Assessment and validation of the prognostic Model. (A) Training set divided into high- and low-risk groups based on the median risk score. (B) Distribution of survival and death for patients in the training set with different risk scores. (C) Kaplan–Meier survival curve in the training set showing a poorer prognosis for patients in the high-risk group (P = 3.373e−05). (D) TimeROC analysis results for the training set at 1 (AUC = 0.715), 2 (AUC = 0.691), and 3 (AUC = 0.691) years. (E) Risk scores in terms of age, sex, and pathologic status obtained via multivariate COX regression analysis. Our model had an independent prognostic power (HR = 4.485; 95% CI [2.858, 7.040], P < 0.001). (F) Kaplan–Meier survival curve for the validation set showing a worse prognosis for the high-risk group (P = 2.612e−02) than for the low-risk group. (G) TimeROC analysis results for the validation set at 1 (AUC = 0.731), 2 (AUC = 0.792), and 3 (AUC = 0.726) years. ROC receiver operating characteristic, AUC area under the curve, HR hazard ratio, CI confidence interval. P < 0.05 is statistically significant.

Fig. 7

TMB and PPI analyses. (A) Waterfall plot of the somatic mutation landscape for the patients in the high-risk group. (B) TMB status for patients in the high-risk group (median TMB = 3.65 mut/MB). (C) TMB status for patients in the low-risk group (median TMB = 2.92 mut/MB). (D) Waterfall plot of the somatic mutation landscape of patients in the low-risk group. (E) PPI network map. (F) PPI network map based on BC parameters. TMB tumor mutation burden, PPI the protein–protein interaction; mut/MB, number of mutations/exon Mb length detected, BC betweenness.
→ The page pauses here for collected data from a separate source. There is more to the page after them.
PR #2857, opened 2025-01-21
bot detect stores remote_ip to avoid session replay attack on bot pass

jrochkind:
improvement to #2838


jrochkind:
Tested in staging to be extra careful, seems good.

PR #2860, opened 2025-01-22
reduce number of searches that can be done per/ip before bot challenge to 2

jrochkind:
We are having capacity issues that we haven't quite figured out, let's see if this helps.


jrochkind:
prob ought to make it ENV configurable...

Issue #2491, opened 2024-01-11
Add Neville Catalog PDFs to Digital Collections


apinkney0696:
Here is the background information on the Neville Catalog PDFs:

The Neville Catalog project was completed before Jim started. The highest-quality PDF files of the catalog are located here:

P:\Othmer Library\Neville Collection\1Neville Catalog, Vol. 1
P:\Othmer Library\Neville Collection\2Neville Catalog, Vol.2

These are the files that were used to create the print books. There are several PDF files that make up each Volume. There are merged versions of the Volumes floating around the P drive (P:\Othmer Library\Neville Collection, Neville Vol 1 Combined.pdf or Neville Vol 2 Combined.pdf). I assume that ingesting the merged files to the DC will be easier, but I don't know how much file quality was lost in their merge.

In the physical books, there are two inserts with color images. These inserts are not in the PDFs. Jim doesn't feel strongly about making sure these are included in the DC, so I think noting their existence in the print copies in the metadata is a sufficient way to handle their absence. 

I've created a Digitization Queue item for the Volumes here: https://digital.sciencehistory.org/admin/digitization_queue_items/1135

jrochkind:
This is super helpful, thanks @apinkney0696 !

To be clear, if we have the high-quality PDFs from which the books were printed -- there's probably no reason to spend time photographing the printed books, we can get what we need from the PDFs instead! 

So the existence of the digitzation queue item probably shouldn't be taken to mean we are intending someone to photograph all hte pages!  (Maybe the two inserts, if we don't have digital originals for them anymore?)

We can instead spend time looking at the various PDFs and merged files etc, analyzing what's there, and create new merged files if needed, etc.

jrochkind:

P < 0.05 denotes statistically significant differences.

Fig. 8

POSTN expression in LUAD. (A) qPCR results showing that POSTN was highly expressed in LUAD cell lines (A549, H1299, SPC-A1, H1650). ****P < 0.0001. (B) Western blot analysis showing high POSTN expression levels in LUAD cell lines. ****P < 0.0001. (C) Screening to identify the effective Si-RNA in A549 cells. ****P < 0.0001. (D) Screening to identify the effective Si-RNA in H1299 cells. *****P < 0.0001.

Fig. 9

Effect of POSTN expression on LUAD cell proliferation. (A) Western blot analysis results showing that POSTN knockdown in A549 cells lowered KI-67 and PCNA expression. ****P < 0.0001. (B) Western blot analysis showing that POSTN knockdown lowered KI-67 and PCNA expression in H1299 cells. ***P < 0.001,****P < 0.0001. (C) CCK8 assay results showing that POSNT knockdown resulted in a significant decrease in A549 cell counts at 24, 48, and 72 h. **P < 0.01, ***P < 0.001, ****P < 0.0001. (D) CCK8 assay results showing that POSTN knockdown resulted in a significant decrease in H1299 cell counts at 72 h. *P < 0.05.

Fig. 10

Effect of POSTN expression on cells migration and invasion in LUAD. (A) Wound healing assay results showing that POSTN knockdown reduced A549 cell migration. ***P < 0.001. (B) Wound healing assay results showing that POSTN knockdown reduced H1299 cell migration. **P < 0.01. (C) Transwell assay results showing that POSTN knockdown reduced A549 cell migration and invasion. *P < 0.05, **P < 0.01. (D) Transwell assay results showing that POSTN knockdown reduced H1299 cell migration and invasion. *P < 0.05, **P < 0.01.